Sometimes it’s harder to determine if a list or a parcel is going to be used, because you don’t have a sigil to determine it. For example, when you do something like this:
((1, 2), (3, 4))[0] # returns 1 2
In this case Perl 6 assumes it’s a parcel, hence the items are not flattened. Same thing seems to happen when trying to call methods:
((1, 2), (3, 4)).elems # returns 2
However, sometimes it seems to take the value as a list:
((1, 2), (3, 4)).map({ say $_ }) # flattens and print four lines.

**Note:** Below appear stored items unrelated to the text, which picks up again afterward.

PR #762, opened 2020-04-08
add azure operator version to ARM parameters

whites11:
to force an upgrade even when the arm template is not changed.

### DIFF
--- a/service/controller/resource/instance/template/vmss.json
+++ b/service/controller/resource/instance/template/vmss.json
@@ -5,6 +5,9 @@
     "location":{
       "type":"string"
     },
+    "azureOperatorVersion":{
+      "type":"string"
+    },
     "GiantSwarmTags":{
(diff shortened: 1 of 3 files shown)


service/controller/resource/instance/template/vmss.json
```diff
@@ -111,7 +114,8 @@
       "tags":{
         "provider":"[toUpper(parameters('GiantSwarmTags').provider)]",
         "cluster-autoscaler-enabled":"true",
-        "cluster-autoscaler-name":"[parameters('vmssName')]"
+        "cluster-autoscaler-name":"[parameters('vmssName')]",
+        "gs-azure-operator.giantswarm.io-version":"[parameters('azureOperatorVersion')]"
```
whites11, line 118: tags beginning with "azure" are not allowed.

I don’t know how this is possible at all, since parcels don’t even have a map method. And I haven’t figured out how could Perl 6 interpret this as a list. I suspect this is either a bug or an exception hard coded in Rakudo (there are a few of those). Do you think that’s all? Of course not. Perl 6 has a third construct for comma separated items: Captures. These are used for function arguments. The rules for flattening Captures are variable, they depend on a Signature object associated with it. Each case is unique. I’m not going to describe how Captures work, they’re really complex. You can read the documentation if you’re curious.
Conclusion
Perl 6 is definitely an improvement over Perl 5 in many areas. It would require many posts to describe all the nice fixes in design. However, my feeling is that while some issues have been fixed, new quirks have been introduced. Of course, Perl 6 has not been released yet and some of these things might change. Also, I have not tried all the features to have a solid opinion on it. I think I’ll take a look again in a year when version 6.0.0 is out there.
Update:
Thanks to Reddit, I just found out that most of the issues mentioned here about Perl 6 are going to be fixed. More specifically, the flattening of lists and the elimination of parcels. This is called The Great List Refactor and it’s supposed to be there before the final release of the language.